Mussolini opposed this agreement and in the days leading up to the declaration of war he tries to reason Hitler out of it. It is also significant that this agreement was driven through by Hitler, not the Japanese as one would expect if it was the Axis pact that forced Hitler into war.

Hence the two simplest explanations for the invitation to join the war do not hold up to closer scrutiny IMHO.

Sparc

Sheesh! Tripartite Pact of course and strike some missed edits like double fors and so on. I should probably tell you all that I am dyslexic. Hence I am sorry if my posts are sometimes a gruelling read, but it is somewhat of a struggle for me to proof them (blessed be the powers of modern word processing though).

I will repeat, this has no bearing on Hitler’s reasons for declaring war on the US in December of 1941. The original point was that Hitler, in effect, “threw the fight” because he had decided as early as 1941 that Germany would lose and he would then prefer destruction. I’m not sure this is a Great Debate, which is supposed to be about ongoing, current affairs.

I don’t believe that what “the Nazis” were or were not aware of matters. Hitler was the controlling element and he disdained the US military in particular and our society in general. Remember, Hitler didn’t believe that the US entry into WWI was the cause of the German defeat. It was “the Jews” wasn’t it?

Let me go through this one more time. Hitler’s main battle was on the eastern front with the USSR. Any strengthening of Britain at his rear would be danger and a distraction that he couldn’t afford. The US was increasing its direct miltary aid to Britain and was protecting convoys for part of the way across the Atlantic. Direct, submarine attacks on the US escorts and merchant ships would greatly hamper such material support and lessen the threat to his rear. Any such attack would be an act of war anyway so why not just go ahead and declare war? The US had only a small and relatively weak naval presence in the Atlantic and it couldn’t be reinforced because The US fleet (in Hitler’s mind) had been virtually destroyed at Pearl Harbor. The US Army was a military nonentity. Everything in December of 1941 looked like it was coming up roses for Hitler so it is a collossal stretch to claim that even then he assumed Germany would be destroyed and declared war on the US to assure that that would happen.

Why does is follow that because the Tripartite Pact was strengthened that it wasn’t among the reasons that Hitler declared war on the US?

How does Mussolini opposing the Pact support the claim that Hitler declared war on the US to insure the destruction of Germany?

It seems to me that Hitler declared war on the US for what to him were good reasons. I might get a copy of Haffner’s book although this whole question is hypothetical and not of any great importance today except as an illustration of a postmodern mishmash.

Hitler didnt think the war was lost until very late on. Im pretty sure that the German economy didnt even go onto an all-out war footing until 1943.

Nazism aim is to ensure the supremacy of the Aryan Race by destroying the Jewish Enemy and gaining Lebensraum in the East.

Hitler totally underestimated the US. Declaration of war was a gesture.

Basically Hitler saw the other Western Europeans and Scandinavians as fellow Aryans - but tainted and misled by Jewish influences.
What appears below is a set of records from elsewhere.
PR #449, opened 2024-03-18
Fixes #446 - Replace commands for unprocessable email handling

### LINKED ISSUE #446: Document handling of failed mails
https://docs.zammad.org/en/latest/admin/console/other-useful-commands.html#reprocess-unprocessable-mails

This command will not work any more with Zammad 6.3 and needs to be removed. Instead, we should document the new rails commands:

```
rake zammad:email_parser:failed_article:reprocess_all  # Reprocess articles which failed to parse
rake zammad:email_parser:failed_email:delete           # Remove a failed email from to the database
rake zammad:email_parser:failed_email:export_all       # Export all failed emails to a local folder
rake zammad:email_parser:failed_email:import           # Import locally modified failed emails back to the database
rake zammad:email_parser:failed_email:reprocess_all    # Reprocess mails which failed to parse
```

ralf401:


admin/console/other-useful-commands.rst
```diff
@@ -13,29 +13,47 @@ This will also show errors that might appear within that process.
...
+
+Edit the Email
+   The email has been exported in the step above. Now you can have a look at it
+   and try to repair it. Make sure to leave the file name untouched, as the
+   import will otherwise fail.
+
+Import Locally Modified Email Back to Database
+   After editing the email, run
+   ``rake zammad:email_parser:failed_email:import /path/to/your/email.eml``
+   to apply your changes from the file to the database.
```
mgruner, line 41: We should mention that you can also pass the entire folder as well, and all .eml files in it will be imported.

admin/console/other-useful-commands.rst
```diff
@@ -13,29 +13,47 @@ This will also show errors that might appear within that process.
...
+   parsing of the imported emails.
+
+   In case Zammad successfully reprocessed emails, you can delete the
+   folder/emails in the file system.
+
+If you don't want to import/reprocess emails, you can delete them from the
+database after exporting them with the command
+``rake zammad:email_parser:failed_email:delete email.eml``. After deleting
+them from the database, you can delete the folder/emails from the file system,
+too.
```
mgruner, line 54: This was changed: the delete command will also delete the file, so we can probably drop the sentence.

admin/console/other-useful-commands.rst
```diff
@@ -13,29 +13,47 @@ This will also show errors that might appear within that process.
 
    >> Channel.fetch
 
-Reprocess unprocessable mails
------------------------------
+Reprocess Unprocessable Emails
```
mgruner, line 16: We should change the naming. Unprocessable mails is not used any more, we now talk about "failed emails" instead.

ralf401: I replaced it in the text as well but kept one "unprocessable" (in brackets) so that it can still be found by searching "unprocessable emails"

mgruner (commented):
Content looks fine @ralf401!

However, I am unsure if this is the proper location, since we are in a section about using the Rails console to do "magic" stuff. Now that we have the commands available, it's a clear interface to use, no longer the Rails console.

What about moving it to the admin manual, email channel documentation? Is the admin manual only for browser based administration, or can it also include calling rake tasks on the commandline?

ralf401:
> However, I am unsure if this is the proper location, since we are in a section about using the Rails console to do "magic" stuff. Now that we have the commands available, it's a clear interface to use, no longer the Rails console.
> 
> What about moving it to the admin manual, email channel documentation? Is the admin manual only for browser based administration, or can it also include calling rake tasks on the commandline?

From my point of view, there is currently no really good place to put it. I'd like to avoid to put it in the admin docs because the idea (so far) was to have more or less only the UI configuration stuff included. So I would leave it for now as it is. A general restructuring of the documentation would be good, for sure. But this should only be done if we switch to a new system.

And most of the readers might not know the difference between the rails console and rake commands.

mgruner (approved):

mgruner:
Ok!

PR #450, opened 2024-03-20
Update kubernetes.rst

AleMScof:
I'd add the create namespace option along with the upgrade command.

### DIFF
--- a/install/kubernetes.rst
+++ b/install/kubernetes.rst
@@ -25,4 +25,4 @@ You need the Helm binary installed / initialized and at least 4 GB of free RAM i
    $ helm repo add zammad https://zammad.github.io/zammad-helm
 
    # Install / Upgrade Zammad
-   $ helm upgrade --install zammad zammad/zammad --namespace=zammad
+   $ helm upgrade --install zammad zammad/zammad --namespace=zammad --create-namespace


ralf401:
@mgruner can you please have a look? Thank you!

mgruner (commented):
@ralf401 thanks a lot. The section on kubernetes in the docs is very short, and also outdated. What do you think about replacing the content with just a link to https://github.com/zammad/zammad-helm/blob/main/zammad/README.md?

ralf401:
> @ralf401 thanks a lot. The section on kubernetes in the docs is very short, and also outdated. What do you think about replacing the content with just a link to https://github.com/zammad/zammad-helm/blob/main/zammad/README.md?

Yes sounds like a good idea if the content is outdated anyway. Another approach would be to port the content from your link to the RTD documentation. What do you think about that?

mgruner:
That readme is part of the helm chart, so it is installed also on helm repo pages like https://artifacthub.io/packages/helm/zammad/zammad. Therefore I'd prefer to maintain the content there.

ralf401:
@AleMScof as discussed we remove the content of this page because it is outdated. So I close your PR.

Anyway, thanks a lot for your contribution!

PR #452, opened 2024-03-21
Fix faulty documentation for renaming of priorities via console.

t-shehab:


ralf401 (approved):
Makes sense, thank you! Do you want to port it to `pre-release` or should I?

PR #2, opened 2016-08-02
Glabs Native Traffic Driver

regiskuckaertz:
Here's a rundown of what needs to happen for our first creative to be fully implemented:

- [x] create a native style in DFP
- [x] convert Scala template into DFP HTML template
- [x] import styles into DFP CSS template
- [x] get webfonts
- [ ] get GLabs-related URLs
- [x] deal with SVGs
- [x] deal with popup


regiskuckaertz:
Current status:
picture 2

Not bad, but:
- webfonts are not complete, this is because the webfonts in the markup are optimized for speedy delivery and only contain a single weight
- still need to figure out the SVGs

PR #20, opened 2016-09-19
Change PORT for running locally

JonNorman:
Some components may require that we simultaneously run frontend, which also runs on port 9000. Changing this repository is much easier than frontend :)

@regiskuckaertz, looking [here](https://github.com/guardian/commercial-templates/blob/jn-switch-preview-port/src/_shared/js/messages.js#L153) could we not remove the need for `DevMode` by just using `location.port`?


JonNorman:
Okay makes sense. Happy for me to merge this little guy in?

PR #24, opened 2016-09-22
Merchandising Travel component

regiskuckaertz:
Comes with a couple of perks:

- goodbye `DevMode`: I am now relying on the fact that the parent window will send its origin in the initial `getIframeId` call (will be available everywhere as soon as [this PR](https://github.com/guardian/frontend/pull/14419) goes through)
- timed messages: Promises are a low-level very limited API, that's why they're usually wrapped in libraries that add syntactic sugar for cancellation, timeouts, functional composition, etc. Such utility functions will be available in `js/impl/promises`. The first one, `timeout`, will reject if a promise does not resolve within the specified delay. I use it in `sendMessage`, first and foremost to prevent unavailable webfonts from leaving the creative blank; but it will be useful if `frontend` fails to answer one day or another. 300ms is a _very gracious_ amount, I'll work on that.

cc @JonNorman @annebyrne @Calum-Campbell @Ap0c @GHaberis


src/_shared/js/messages.js
```diff
@@ -16,11 +17,13 @@ export function getIframeId() {
...
                 json = JSON.parse(evt.data);
             } catch(_) { return; }
+
             const keys = Object.keys(json);
-            if( !(keys.length === 1 && keys[0] === 'id' )) return;
+            if( keys.length !== 2 || !keys.includes('id') || !keys.includes('host') ) return;
 
             self.removeEventListener('message', onMessage);
-            resolve(iframeId = json.id);
+            ({ id: iframeId, host: parentOrigin } = json);
```
JonNorman: Niiiiice

src/manual-gimbap/index.js
```diff
@@ -1,60 +1,50 @@
...
-
-	}
-
-}).catch(err => {
-	console.log(err);
-});
+getIframeId()
+.then(() => Promise.all([getWebfonts(), formatGimbap()]))
+.then(resizeIframeHeight);
+
```
JonNorman: Not worth catching/logging any errors? I suppose they will be shown in the console if they reject anyway....

src/travel/index.js
```diff
@@ -0,0 +1,42 @@
...
+.then(() => fetch(host + config.travelUrl))
+.then(response => response.json())
+.then(offers => offers.map(createAdvert))
+.then(html => write(() => container.innerHTML = html.join('')))
+.then(resizeIframeHeight);
+
+
+/* Outputs the HTML for a travel advert */
+function createAdvert(offer, index) {
+    return `<a class="blink advert advert--travel advert--prominent-${ index === 0 ? '[%IsProminent%]' : 'false'} ${ index > 1 ? 'hide-until-tablet' : '' }" href="%%CLICK_URL_UNESC%%${offer.offerUrl}" data-link-name="">
```
JonNorman: Ah I didn't know about JS HTML literals :( This will simplify mine...

src/travel/index.js
```diff
@@ -0,0 +1,42 @@
+import config from '../_shared/js/config';
+import { write } from '../_shared/js/dom';
+import { getIframeId, getWebfonts, resizeIframeHeight } from '../_shared/js/messages';
+
+let host = '[%DevMode%]' === 'false' ? 'https://www.theguardian.com' : 'http://localhost:9000'
```
JonNorman: Can we not now get rid of `DevMode` by getting the host from `messages.js`?

src/_shared/js/messages.js
regiskuckaertz: yeah destructuring is a godsend for you fingers 😆  I started learning standard ML and pattern matching is soooo easy to read.

src/travel/index.js
regiskuckaertz: oh, very good catch, I missed this one.

src/travel/index.js
regiskuckaertz: yeah my bad, I should've paired with you for the js 😞

src/manual-gimbap/index.js
regiskuckaertz: Not sure what the best course of action is here, happy to discuss. Indeed I thought the console might be a good last resort debugger, at least at the beginning.

Issue #21, opened 2016-09-20
Ignore Build Directory


Ap0c:
Dropping the build dir was discussed in #15. Is it worth adding to the `.gitignore`?

JonNorman:
I was just about to add this - I think we should ignore it. I'll raise a PR.

JonNorman:
https://github.com/guardian/commercial-templates/pull/25

PR #25, opened 2016-09-22
Removes contents of build directory from repository

JonNorman:
image


Ap0c:
Does the build process generate `preview/public/index.html`?

JonNorman:
@Ap0c: good point - I (mis)thought that both were auto generated. I'll add that back in.

Ap0c:
Awesome, fixes #21 too!

JonNorman:
Smashing.

PR #28, opened 2016-09-22
Provide a method to clear the build directory

JonNorman:
If the `build` task fails, then it fails silently. Instead of fixing that, I just wrote a `clean` task that can be run before running `build`, thus making it obvious when the build fails - i.e. an empty target folder - rather than having the old files squatting there and deceiving you into thinking it has correctly built.

### DIFF
--- a/clean.js
+++ b/clean.js
@@ -1,0 +1,20 @@
+const rimraf = require('rimraf');
+const Promise = require('bluebird');
+const fs = Promise.promisifyAll(require('fs'));
+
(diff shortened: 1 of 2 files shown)


JonNorman:
Now when I'm working on my templates I just run:
`npm run clean; npm run build; npm run build-preview`

and run `npm serve-preview` in another tab. Might be worth making a nodemon task to notice changes in the `src` directory. But then again, maybe not :)

PR #29, opened 2016-09-23
Native Books component

regiskuckaertz:
With a few changes:

- `getIframeId` will now resolve with the `id` and `host` values returned by the parent window. This is to allow querying the correct JSON endpoint ( @JonNorman you will probably have a conflict, sorry I had to do it 😊 )
- I forgot to take `NumberofCards` into account in the travel component
- I also forgot to take `IDs` into account in the travel component


regiskuckaertz:
Sure do! And perhaps raise a PR with your `portify` in the shared folder?

PR #36, opened 2016-09-26
Soulmates Native

JonNorman:
[Here it is.](https://www.youtube.com/watch?v=z5dpYDTEMRU)

**Old**
image

**Native**
image

This is the first template I've done so I'm fully prepared for a wave of comments and changes.

We could add in a parameter for the number of soulmates cards to render (we take 6 by default, but since we render each card as it comes, we could vary this and provide control of this in DFP. This functionality isn't currently present but it would be trivial to implement.

### DIFF
--- a/src/_shared/scss/_advert.scss
+++ b/src/_shared/scss/_advert.scss
@@ -19,11 +19,6 @@
     }
 }
 
-a.advert {
-  text-decoration: none;
-  cursor: pointer;
-}
-
 .advert--prominent-true, .advert--landscape {
     .has-no-flex & {
         overflow: hidden;
--- a/src/_shared/scss/_advert.scss
+++ b/src/_shared/scss/_advert.scss
@@ -19,6 +19,11 @@
     }
 }
 
+a.advert {
+  text-decoration: none;
+  cursor: pointer;
+}
+
 .advert--prominent-true, .advert--landscape {
     .has-no-flex & {
         overflow: hidden;
@@ -109,6 +114,7 @@
 
     &.u-text-hyphenate {
         max-width: 100%;
+        word-wrap: break-word;
     }
 
     .advert-blended__body & {
--- a/src/soulmates/index.js
+++ b/src/soulmates/index.js
@@ -1,0 +1,29 @@
+import { getIframeId, getWebfonts, resizeIframeHeight } from '../_shared/js/messages';
+import { write } from '../_shared/js/dom';
+import { portify } from '../_shared/js/dev';
+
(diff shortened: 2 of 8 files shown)


JonNorman:
Do we want to standardise our native templates API by making all of the requests send a `t` parameter? Currently this one just prepends SubGroup to the end of the URL...

src/_shared/scss/_advert.scss
```diff
@@ -19,6 +19,11 @@
     }
 }
 
+a.advert {
```
regiskuckaertz: Sorry, you can add the `blink` class to the `advert` and then `blink__anchor` to the `advert__title`

src/_shared/scss/_advert.scss
```diff
@@ -109,6 +114,7 @@
 
     &.u-text-hyphenate {
         max-width: 100%;
+        word-wrap: break-word;
```
regiskuckaertz: Yeah we should probably copy the `u-text-hyphenate` class from frontend in _core.scss

src/soulmates/index.js
```diff
@@ -0,0 +1,29 @@
...
+import { write } from '../_shared/js/dom';
+import { portify } from '../_shared/js/dev';
+
+const cardContainer = document.getElementsByClassName("adverts__row")[0];
+
+getIframeId()
+  .then(({host}) => fetch(`${portify(host)}${config.soulmatesUrl}`))
+  .then(response => response.json())
+  .then(soulmates => soulmates.map(createSoulmateCard))
+  .then(cards => addSoulmatesCards(cards))
```
regiskuckaertz: You can merge this line with the next one using `Promise.all`, this will go a little bit faster.

```
.then(cards => Promise.all([addSoulmatesCards(cards), getWebfonts()])
```

src/soulmates/index.scss
```diff
@@ -0,0 +1,4 @@
+@import '_core';
+@import '_adverts';
+@import '_adverts-soulmates';
+@import '_advert';
```
regiskuckaertz: I'm surprised you haven't seen more side effects. What happens if you put `_adverts-soulmates` last?

JonNorman: I can't see any changes from when it was the penultimate stylesheet getting imported, but I've moved it to the bottom.

JonNorman:
@regiskuckaertz happy for this to go out with the latest changes?

regiskuckaertz:
re the JSON URL, your call.

PR #43, opened 2016-09-29
CAPI Merchandising Single - Paid For Template

annebyrne:
This is the native template for the CAPI single paid-for template. I have split out paid-for and supported into two separate templates, for clarity this is only the paid-for template.

Now the whole card can be populated from 1 keyword or custom URL, with the exception of the component title. This incorporates recent work at pushing brand logos and data to CAPI.

cc @regiskuckaertz @JonNorman


src/_shared/scss/_core.scss
```diff
@@ -227,6 +234,10 @@ $font-scale: (
     font-weight: normal;
 }
 
+@mixin f-headlineSans {
```
regiskuckaertz: This can go, useless.

src/_shared/scss/_core.scss
```diff
@@ -10,6 +10,13 @@ $gs-column-width: 60px;
 $gs-row-height: 36px;
 $gs-max-columns: 16;
 
+// For popups
+$headerHeight: 36px;
```
regiskuckaertz: Why do you need these vars here?

src/_shared/scss/_core.scss
regiskuckaertz: Ok, I'll take care of this. All fonts mixins should go, they're boring.

src/_shared/scss/_core.scss
```diff
@@ -240,10 +251,47 @@ $font-scale: (
     line-height: convert-to-px($line-height);
 }
 
+// Hide content visually, still readable by screen readers
+@mixin u-h {
```
regiskuckaertz: You don't need this. If you do, please just add the class `u-h` to the element you want to hide.

src/_shared/scss/_popup.scss
```diff
@@ -0,0 +1,294 @@
+/* ==========================================================================
```
regiskuckaertz: This whole file is useless.

src/capi-single-paid/index.js
```diff
@@ -0,0 +1,73 @@
...
+let customUrl = '[%CustomUrl%]';
+
+if (customUrl !== '') {
+  params.append('t', customUrl);
+} else {
+  params.append('k', keywords);
+}
+
+const GLABS_EDITION = {
+	default: 'https://theguardian.com/guardian-labs',
```
regiskuckaertz: You can strip the `https://theguardian.com` part since I added it to the `BASE` element. All URIs that are not fully-qualified will open on the guardian.

annebyrne: I've removed this as the edition check will be better placed on the server side.

src/_shared/scss/_core.scss
annebyrne: 💥  AND....they're gone https://github.com/guardian/commercial-templates/pull/43/commits/a1b03e865731cf0a8b9aafcbc7803f88c47cdfe7

annebyrne:
@regiskuckaertz see https://github.com/guardian/commercial-templates/pull/43/commits/a1b03e865731cf0a8b9aafcbc7803f88c47cdfe7 💥  unwanted styling, begone!

regiskuckaertz:
tchoo tchoo 🚅

PR #44, opened 2016-09-29
ASK AND YOU SHALL RECEIVE

JonNorman:
(the ability to explicitly provide a minification directive to `build.js`)


JonNorman:
Whoop whoop!

PR #49, opened 2016-10-01
Blended component

regiskuckaertz:
Lo and behold, here is the blended component.

@JonNorman I had to change the way you deal with the soulmates URL, because config ends up being inserted into every component and the `SubFeed` variable only exists in the soulmates format, DFP complains about an inexistent variable in other components. Actually, I'm thinking this whole config object was a bad idea.


JonNorman:
Ah I think part of that was covered here? https://github.com/guardian/commercial-templates/pull/45

src/_shared/js/utils.js
```diff
@@ -0,0 +1,8 @@
+
```
JonNorman: Shall we move the `dev.js` methods here?

JonNorman:
Looks good to me - but could you take a look at my PR #45 before merging? Happy to go with either method of changing the soulmates endpoint (I've got a frontend PR open for this too https://github.com/guardian/frontend/pull/14531)

regiskuckaertz:
@JonNorman by Jove! Yours is better, please merge and I'll remove my changes.

src/_shared/js/utils.js
regiskuckaertz: Oh, I forgot about this one. Yeah slowly but surely the `js` and `scss` folders are getting unwieldy, let's think about this in a future comprehensive PR.

JonNorman:
Okay great! Merged my changes :)

PR #522, opened 2023-12-14
Feat/0.28.0 signing without wallet

### LINKED ISSUE #523: Make transactions work without using wallet in 0.28.0
So we do not have to insert keypairs to wallet struct

mateuszjasiuk:
Resolves #523


jurevans (approved):
Tested, works nicely, and code looks good!

PR #525, opened 2023-12-14
fix: Correct spelling of GitHub

Yaminyam:
It is correct to capitalize the H in GitHub's brand name.


mateuszjasiuk:
Hello! Thank you for your contribution. As of now we do not accept typo fixing PRs. Especially when they fix only one typo. We do not want repo to be flooded with one line PRs as this as impact on PRs readability.

PR #527, opened 2023-12-15
chore: make e2e tests work with 0.28.0

### LINKED ISSUE #528: Fix e2e tests not working with namada 0.28.0

mateuszjasiuk:
Resolves #528 
- fixes e2e setup
- makes basic tests work again
  - open popup
  - create new account

The rest will be added in new issue


e2e/setup-frontend.sh
```diff
@@ -9,7 +9,7 @@ cd ../apps/extension && \
     export NAMADA_INTERFACE_MASP_PARAMS_PATH=http://localhost:8080/assets/; \
     export NAMADA_INTERFACE_NAMADA_CHAIN_ID=${CHAIN_ID}; \
     export NAMADA_INTERFACE_NAMADA_URL=http://localhost:27657 && \
-    npx webpack --watch &
+    webpack-cli --watch &
```
emccorson, line 12: This might run into problems if you're running the version of webpack from the e2e package.json, because the interface uses webpack v5 and the extension uses webpack v4. I think if you run something like:

    NAMADA_INTERFACE_NAMADA_URL=http://localhost:27657 yarn workspace @namada/extension run start:chrome

instead of directly calling webpack it will use the interface/extension webpack, and you wouldn't need to change directory.

e2e/package.json
```diff
@@ -32,6 +32,7 @@
     "jest-puppeteer": "^9.0.0",
     "puppeteer": "^20.8.2",
     "start-server-and-test": "^2.0.0",
-    "terminate": "^2.6.1"
+    "terminate": "^2.6.1",
+    "webpack-cli": "^5.1.4"
```
emccorson, line 36: If going with the suggestion on setup-frontend.sh, this can be removed too.

e2e/setup-namada.sh
```diff
@@ -1,6 +1,6 @@
 #!/bin/bash -x
 
-VERSION="v0.24.0"
+VERSION="v0.28.0"
```
emccorson, line 3: Also worked locally as v0.28.1 :tada:

emccorson (approved):
Left some minor comments, but code looks good to me and locally the tests are working again! :raised_hands:

apps/extension/src/Setup/AccountCreation/Steps/SeedPhraseConfirmation/SeedPhraseConfirmation.tsx
```diff
@@ -105,6 +105,7 @@ const SeedPhraseConfirmation = (
         <Stack gap={GapPatterns.FormFields}>
           <VerifyPanelContainer>
             <Input
+              data-testid="setup-seed-phrase-verification-1-input"
```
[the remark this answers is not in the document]
mateuszjasiuk: Yeah I agree. I'm not exactly sure yet what are best practices for reusability here. Maybe it's worth having ids unique? I will think about it more when writing next tests.

e2e/setup-frontend.sh
mateuszjasiuk: Cool! I will check it out :)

So in the long run a blond blue eyed Frrenchman or Brit or Norwegian would be part of the Aryan Utopia.

Uh?

Maybe I misunderstood the forum subtitle then… IMHO this is one of the “great questions of our time” as it touches upon the how and why of a huge tragedy (maybe the ‘hugest’ humanity ever knew) which many people are still impacted by in everyday life, especially here in Europe and even more so here in Germany. But then again; who am I to say – maybe we should just stop then, or?